A preliminary analysis [29] of this dataset has been presented at KNOWMe’17, an ECML-PKDD workshop without copyrighted proceedings. In this extended version, we have added the sociodemographic study (Sect. 4) and the demand forecasting analysis (Sect. 5). In addition, we have added the analysis of the spatial autocorrelation of vehicle availability clusters (Sect. 6).
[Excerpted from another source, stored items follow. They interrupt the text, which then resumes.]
PR #3358, opened 2026-01-20
Add UserStorage interface to authserver for multi-IDP support

jhrozek:
The primary goal of this change is to provide a stable, unique "sub" claim for tokens issued by ToolHive's authorization server, decoupled from any specific upstream identity provider (IDP).

Without an internal user identity layer, ToolHive would be tightly coupled to a single upstream IDP. The upstream provider's "sub" claim would flow directly into issued tokens, creating problems:

- Changing or adding IDP providers would break existing user identities
- No path to supporting multiple IDPs (e.g., Google AND GitHub)
- The "sub" claim in issued tokens would be outside our control

Moreover, with pure OAuth providers we would /need/ to have a "sub" claim in the upstream token to use it in the first place. This was already hit by Trey and Gautam with Atlassian.

Introduce an internal User identity with a stable ID that becomes the "sub" claim in all ToolHive-issued tokens. The upstream provider's subject is stored separately in ProviderIdentity, creating an abstraction layer:

```
Upstream IDP          ToolHive                    Downstream
============          ========                    ==========
                      User.ID=uuid-xxx --------> JWT sub=uuid-xxx
                           ^
Google sub=abc123 -----> ProviderIdentity
GitHub sub=def456 -----> ProviderIdentity (future: multi-IDP support)
```

This enables:
- Adding new IDP providers without affecting existing users
- Future account linking (one user, multiple providers)
- Consistent "sub" claim regardless of authentication method

- New User and ProviderIdentity types with UserStorage interface
- UpstreamTokens now tracks ProviderID and separates UserID from UpstreamSubject
- DeleteUser cascades to remove associated ProviderIdentities and UpstreamTokens
- MemoryStorage implementation with full test coverage

This storage layer will be used by the OAuth callback handler to resolve users during authentication and track auth times for OIDC claims.


pkg/authserver/storage/memory.go
```diff
@@ -844,6 +858,203 @@ func (s *MemoryStorage) DeletePendingAuthorization(_ context.Context, state stri
...
+	defer s.mu.RUnlock()
+
+	// Verify user exists
+	if _, exists := s.users[userID]; !exists {
+		return nil, fmt.Errorf("%w: user not found", ErrNotFound)
+	}
+
+	// Collect all identities for this user
+	var identities []*ProviderIdentity
+	for _, identity := range s.providerIdentities {
```
tgrunnagle, line 1042: I presume that we're not concerned about scaling the in-memory solution, and that a more efficient look up would be implemented in a persisted version?

jhrozek: correct. 

I haven't designed or developed a more performant storage except for trying to reason if the interfaces in the storage module make it possible to implement a different back end and asking claude's postgres agent if the interfaces we have make sense (I know this is not very precise engineering, but I'd hope if there was some horrible shortcoming, even an LLM would tell..)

### 2.3 Knowledge mining for other transportation systems

From the methodology standpoint, this work is close to [3033], in which bike-sharing, rather than car-sharing, systems have been analysed. Due to the different nature of the two systems, people use them differently, hence the results obtained for bike sharing systems cannot be applied directly to car sharing. However, similar methodologies can be exploited, e.g., to group stations based on how they are used by the customers.
This work is also orthogonal to the research efforts in the area of car pooling/ride sharing [34, 35]. The idea of car pooling/ride sharing is that people may share a vehicle (be it a private or public vehicle, e.g., a taxi cab) to perform their trips. Works in the area of car pooling typically focus on the amount of rides that can be shared, based on the historical or real-time trajectories of users, hence their focus is very different from that of this work.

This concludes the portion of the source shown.